Le projet de loi C-5, adopté vendredi par une grande majorité de la Chambre des communes, donne au cabinet fédéral le pouvoir d'approuver rapidement de grands projets industriels (mines, ports, pipelines).
En Ontario, le gouvernement de Doug Ford a fait adopter des lois afin de pouvoir désigner des «zones économiques spéciales» dans lesquelles le cabinet pourrait exempter des entreprises ou des projets des réglementations provinciales et municipales.
M. Kataquapit souligne que des jeunes membres des Premières Nations vont lancer un mouvement afin de protéger leur culture et leur territoire contre les empiétements des gouvernements.
Il compare les lois fédérales et ontariennes à une grosse roche tombant d'une montagne.
«On ignore l'ampleur du mouvement. Cela pourrait se transformer en glissement de terrain ou en une forte avalanche. Cela pourrait devenir plus gros. Un grand nombre de nos gens — et beaucoup de jeunes — pourraient s'impliquer. Nous sommes en train de le constater.»
Terra Roy, une conseillère jeunesse auprès des Chefs de l'Ontario, croit que les jeunes membres des Premières Nations ne doivent pas se contenter de protester. Ils doivent aussi s'engager au sein de leur communauté et en apprendre plus sur les traditions. Pour eux, cela serait un acte de résistance.
«Il y a des jeunes à Attawapiskat qui reprennent possession des rivières. Je suis heureuse de les voir revenir chez eux et continuer à occuper le territoire.
Mme Roy est aussi une agente de liaison entre la Première Nation Beausoleil et le secteur privé.
Elle reproche aux gouvernements fédéral et ontarien de rendre son travail presque futile.
«Je me demande bien pourquoi on m'a engagée si les gouvernements vont faire fi de tout ce que je dis. Je tente de créer quelque chose afin que ma communauté puisse avoir un plus grand mot à dire sur le secteur défini par le traité. Et les gouvernements semblent s'en ficher. Je suis fâchée, frustrée, agacée et peinée.»
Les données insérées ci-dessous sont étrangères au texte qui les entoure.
PR #533, opened 2022-03-22
Directly add torrents when paste valid magnet urls

fabricionaweb:
## Description

When you paste a valid magnet URL it will add the torrents directly.

It will capture all valid magnet urls from the pasted content (I'm using [this regex](https://github.com/tiaanduplessis/magnet-link-regex/blob/master/index.js)), and add then all.

## Types of changes


jesec:
It would be more useful to pop up the add window (with the magnet link pre-filled) instead.

fabricionaweb:
First I did it, then I changed :D

PR #539, opened 2022-04-02
Fix torrent download extension override

KaseiFR:
## Description

When downloading a single mkv file, Flood is changing its content-type to webm, and it makes Firefox change the file extension to .webm, which is annoying.
This PR fixes that by making the content-type override opt-in and only enabled in the file preview links.

I'd also like to add direct download links to the torrent files modal, next to the clipboard icon (or the reverse, make the file link a download and add a preview button). This would be useful when a torrent contains a few files that can be downloaded manually instead of going through the tar export. What do you think ?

Hanna Sewell, une infirmière membre de la Première Nation Batchewana, près de Sault Ste. Marie, en Ontario, souhaite aussi que les jeunes portent le flambeau, car ce sont eux qui devront vivre avec les répercussions d'un développement accéléré.
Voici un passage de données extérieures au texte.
PR #541, opened 2022-04-07
Added comment to torrent details

### LINKED ISSUE #435: Torrent Comments Missing from Torrent Details in Flood GUI
## Your Environment

`flood-linux-x64 4.7.0` with `rtorrent 0.9.8`

## Summary

I noticed that Flood doesn't display the Torrent Comment from the actual .torrent file anywhere in the interface.  As an easy example where this can be important, many of the top trackers include the URL to the individual torrent page, which can very useful, however they're not visible in Flood.  As an example here are the same torrents in ruTorrent and Flood:

rutorrent

flood

Also of note is that in ruTorrent the URL is clickable allowing you to return to the tracker torrent page in one click.

## Expected Behavior

Flood should show the Torrent Comment, and if a URL, make it clickable.

## Current Behavior

The Torrent Comment is not displayed anywhere in the interface.

## Steps to Reproduce

1. Add a .torrent file which contains a comment.
2. Open the details in Flood and see that there is no comment listed.

Thanks.

FinalDoom:
Mostly simple as it's supported by the various clients, except in the case of rtorrent.

For rtorrent, tags are stored in custom1, consistent with other clients. For that reason, comment is being stored in custom2,
which is also consistent with other clients. In particular, rutorrent uses a prefix on the comment for some reason, which is duplicated in this change to preserve cross-compatibility.

Also turns http: and https: text in comments into links, also consistent with other clients (and a main utility of having comments in the first place).

Fixes #435 

### DIFF
--- a/client/src/javascript/components/general/LinkedText.tsx
+++ b/client/src/javascript/components/general/LinkedText.tsx
@@ -1,0 +1,38 @@
+import {FC} from 'react';
+
+interface LinkedTextProps {
+  text: string;
+  className?: string;
+}
+
+function isValidHttpUrl(s: string) {
+  var url;
+
+  try {
+    url = new URL(s);
+  } catch (_) {
+    return false;
+  }
+
+  return url.protocol === 'http:' || url.protocol === 'https:';
+}
+
+const LinkedText: FC<LinkedTextProps> = ({text, className}: LinkedTextProps) => {
+  const nodes = text.split(/(?<=\s)(?!\s)(?:\b|\B)/).map((s) =>
+    isValidHttpUrl(s.trimEnd()) ? (
+      <a href={s.trimEnd()} target="_blank">
+        {s}
+      </a>
+    ) : (
+      s
+    ),
+  );
+
+  return <span className={className}>{nodes}</span>;
+};
+
+LinkedText.defaultProps = {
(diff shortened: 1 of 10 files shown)


jesec:
Where does the comment come from?

If it is set by the user, Flood users should be able to set it, as well. 

If it comes from the .torrent (metadata) file, I don't think rTorrent does the parsing, which means ruTorrent parses it. As such, Flood should parse it on add, as well. Better, add the command to rTorrent itself.

FinalDoom:
Precisely the latter. It comes from the torrent file. The non-rtorrent clients parse it themselves and report it themselves. While rTorrent does not. I mimicked the processing executed by ruTorrent for the rTorrent portion, to maintain consistency, and the comment is set in rTorrent by Flood.

Most clients/UIs allow setting the comment, as well, however I thought that would be too much for this objective. They also allow setting other parameters, such as torrent name (and data folder) which would use common logic/UI elements. So I may work on that in the future. Though it's a far less common use case, at least in my experience.

As for adding to rTorrent, are you referring to your repo of it? It looks like the rakshasha repo recieves little to no attention. I could take a look at adding it to your version, though C is my weakest language.

jesec (approved):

«Si la terre souffre, nous souffrons tous en même temps, lance-t-elle. Nous ne voulons pas de ces lois. Nous sommes les prochaines générations qui devront gouverner ces territoires et les sauver.»
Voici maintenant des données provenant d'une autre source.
PR #593, opened 2022-09-05
i18n: small updates to the portuguese translation

saadbruno:
## Description

Quick updates to the portuguese translation. We don't use "BR" for gigabytes. This seems to have come from automatic translation.

## Types of changes


jesec:
Thanks for the PR.

However, translations are handled by Crowdin, and manual modifications would result in conflicts. Please use Crowdin to submit translations. 

https://crowdin.com/project/flood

Pierre Debassige, un jeune conseiller de la Première Nation Anishinabek Nation, mentionne que ce ne sont pas seulement les Premières Nations qui devront subir les conséquences de l'imposition de projets d'infrastructure.»
«Si l'on commence à lancer des projets de développement dans le Cercle de feu du nord de l'Ontario, cela affectera tous les lacs, toutes les rivières qui viennent se jeter dans les Grands Lacs. Si l'on contamine ces cours d'eau, cela n'affectera pas seulement nos communautés, mais tout le sud de l'Ontario.»
Selon lui, c'est au tour de sa génération de porter le combat.
«Si nous restons unis, nous vaincrons. Si nous sommes divisés, nous tomberons les uns après les autres. Je me demande ce que mes arrière-arrière-arrière-arrière-petits-enfants feront. Peut-être, ils verront tout ce que j'ai réalisé moi-même et je me suis battu pour tout ça.»